[Saved entries]
PR #1741, opened 2018-08-17
Theme idea help no dupe

local-minimum:
This builds upon/includes #1740 

It introduces a live "Please consider if these other themes aren't similar enough to what you are writing that you don't have to suggest it yourself".

It's not perfect but it's a start:

ld_simliarideas

It's hard to capture what may be similar ideas for themes without understanding them so I weighted two common metrics into a single score. It has issues on very short suggestions (2-3 characters long), saying that everything is very similar to everything else short. That might be fine. It will still find if there's an identical or near identical match and present it first.

The other issue is that the `<input onchange/>` function seems a bit buggy or at least sub-optimal. It lags one character in firing the events so if you had previously typed `hell` and just entered an `o`, you would see `hello` but the event to fire would be `hell`. If you defocus the input or add another character like ` `. It would fire `hello`. This means that the suggestions are lagging behind all the time (can sort of be seen in the gif).

It uses historical data of LD-event, recent events (on new site), everyone's suggestions thus far on this event.

If you suggestion according to the metrics is awfully close to an existing, they are colored red. If what is similar is an old theme, it will say `LD 32` or such (as you see towards the end of the gif).

### DIFF
--- a/public-api/vx/theme.php
+++ b/public-api/vx/theme.php
@@ -24,7 +24,7 @@ function GetEventNodes() {
 
 function validateEvent( $event_id, $optional = false ) {
 	global $RESPONSE;
-	
+
 	if ( $event_id !== 0 ) {
 		/// Check if $event_id is on the master list of event nodes.
 		if ( !in_array($event_id, GetEventNodes()) ) {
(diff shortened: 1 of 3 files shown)


ajayyy:
```
Indirect interaction
Guardian
Construction/destruction (sheep)
Preparation – Set it up, let it go
Infection
Random
Light and darkness
Growth
Swarms
Moon/anti-text
Build the level you play
Chain reaction
Weird/unexpected/surprise
Minimalist
The tower
Roads
Advancing wall of doom
Caverns
Exploration
Islands
Enemies as weapons
Discovery
It’s dangerous to go alone! Take this!
Escape
Alone (kitten challenge)
Tiny world
Evolution
You are the villain (goat)
Minimalism (potato)
10 seconds
You only get one
Beneath the surface
Connected Worlds
Entire Game on One Screen
An Unconventional Weapon
You are the Monster
Growing/two button controls
Shapeshift
Ancient Technology
One Room
```

Plain text list of old themes if you would like.

local-minimum:
Thanks, I think `$ThemeHistory.Get()` gives the same but there might be a point in storing it directly in the HTML rather than doing the extra API request. Mike can decide on that.

mikekasprzak:
Yeah http://api.ldjam.com/vx/theme/history/get was written specifically for
this. Speaking of, if you can think of anything data-wise that should be
added or tweaked (I'm thinking we should have a field for ID, so history
can make reference to locally run events) let me know. We definitely need a
shell script for adding to the list. I may tweak the internals a bit to
better parallel the true data also (i.e. include a path or slug).

ajayyy:
Oh ok, I didn't know there was an API to get old themes.

local-minimum:
@mikekasprzak I parse the ld-number now because I wanted it short (as you can see in the gif), if endpoint had it that would be sweet.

TASK OBJECTIVE: Transcribe all the data word for word, as it appears above.

SOLUTION TO THE EXERCISE:
PR #1741, opened 2018-08-17
Theme idea help no dupe

local-minimum:
This builds upon/includes #1740 

It introduces a live "Please consider if these other themes aren't similar enough to what you are writing that you don't have to suggest it yourself".

It's not perfect but it's a start:

ld_simliarideas

It's hard to capture what may be similar ideas for themes without understanding them so I weighted two common metrics into a single score. It has issues on very short suggestions (2-3 characters long), saying that everything is very similar to everything else short. That might be fine. It will still find if there's an identical or near identical match and present it first.

The other issue is that the `<input onchange/>` function seems a bit buggy or at least sub-optimal. It lags one character in firing the events so if you had previously typed `hell` and just entered an `o`, you would see `hello` but the event to fire would be `hell`. If you defocus the input or add another character like ` `. It would fire `hello`. This means that the suggestions are lagging behind all the time (can sort of be seen in the gif).

It uses historical data of LD-event, recent events (on new site), everyone's suggestions thus far on this event.

If you suggestion according to the metrics is awfully close to an existing, they are colored red. If what is similar is an old theme, it will say `LD 32` or such (as you see towards the end of the gif).

### DIFF
--- a/public-api/vx/theme.php
+++ b/public-api/vx/theme.php
@@ -24,7 +24,7 @@ function GetEventNodes() {
 
 function validateEvent( $event_id, $optional = false ) {
 	global $RESPONSE;
-	
+
 	if ( $event_id !== 0 ) {
 		/// Check if $event_id is on the master list of event nodes.
 		if ( !in_array($event_id, GetEventNodes()) ) {
(diff shortened: 1 of 3 files shown)


ajayyy:
```
Indirect interaction
Guardian
Construction/destruction (sheep)
Preparation – Set it up, let it go
Infection
Random
Light and darkness
Growth
Swarms
Moon/anti-text
Build the level you play
Chain reaction
Weird/unexpected/surprise
Minimalist
The tower
Roads
Advancing wall of doom
Caverns
Exploration
Islands
Enemies as weapons
Discovery
It’s dangerous to go alone! Take this!
Escape
Alone (kitten challenge)
Tiny world
Evolution
You are the villain (goat)
Minimalism (potato)
10 seconds
You only get one
Beneath the surface
Connected Worlds
Entire Game on One Screen
An Unconventional Weapon
You are the Monster
Growing/two button controls
Shapeshift
Ancient Technology
One Room
```

Plain text list of old themes if you would like.

local-minimum:
Thanks, I think `$ThemeHistory.Get()` gives the same but there might be a point in storing it directly in the HTML rather than doing the extra API request. Mike can decide on that.

mikekasprzak:
Yeah http://api.ldjam.com/vx/theme/history/get was written specifically for
this. Speaking of, if you can think of anything data-wise that should be
added or tweaked (I'm thinking we should have a field for ID, so history
can make reference to locally run events) let me know. We definitely need a
shell script for adding to the list. I may tweak the internals a bit to
better parallel the true data also (i.e. include a path or slug).

ajayyy:
Oh ok, I didn't know there was an API to get old themes.

local-minimum:
@mikekasprzak I parse the ld-number now because I wanted it short (as you can see in the gif), if endpoint had it that would be sweet.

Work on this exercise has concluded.